**What you have to do**
In the listing below, find each line with the string "readonly" and return it.

######

PR #121, opened 2019-05-20
Setting Opacity transforms on layer.

plaiMS:


source/LottieToWinComp/LottieToWinCompTranslator.cs
```diff
@@ -759,6 +789,8 @@ sealed class ShapeContentContext
         {
             readonly LottieToWinCompTranslator _owner;
 
+            static readonly Animatable<double> s_defaultOpacityPercent = new Animatable<double>(100, null);
```
simeoncran: Reorder - statics fields before non-static.

source/LottieToWinComp/LottieToWinCompTranslator.cs
```diff
@@ -880,12 +913,12 @@ internal void SetTransform(Transform transform)
 
             Animatable<double> ComposeOpacityPercents(Animatable<double> a, Animatable<double> b)
             {
-                if (a == null)
+                if (a == null || a == s_defaultOpacityPercent)
```
simeoncran: object.ReferenceEquals(a, s_defaultOpacityPercent). The goal is to short-circuit the check if someone passed in our special default value object, not to actually compare the value (which might be expensive).

source/LottieToWinComp/LottieToWinCompTranslator.cs
```diff
@@ -2335,7 +2375,12 @@ CompositionColorBrush TranslateShapeFill(TranslationContext context, SolidColorF
 
             containerShapeContentNode.Shapes.Add(rectangle);
 
-            rectangle.FillBrush = CreateAnimatedColorBrush(context, layer.Color, context.TrimAnimatable(layer.Transform.OpacityPercent));
+            // If the layer has masks then the opacity is set on a Visual in the chain returned
+            // for the layer from TryCreateContainerVisualTransformChain.
+            // If there is no masks then the opacity needs to be animated on the brush.
```
simeoncran: "If that layer has no masks, opacity is implemented via the alpha channel on the brush."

######

**Task solution**
             readonly LottieToWinCompTranslator _owner;
+            static readonly Animatable<double> s_defaultOpacityPercent = new Animatable<double>(100, null);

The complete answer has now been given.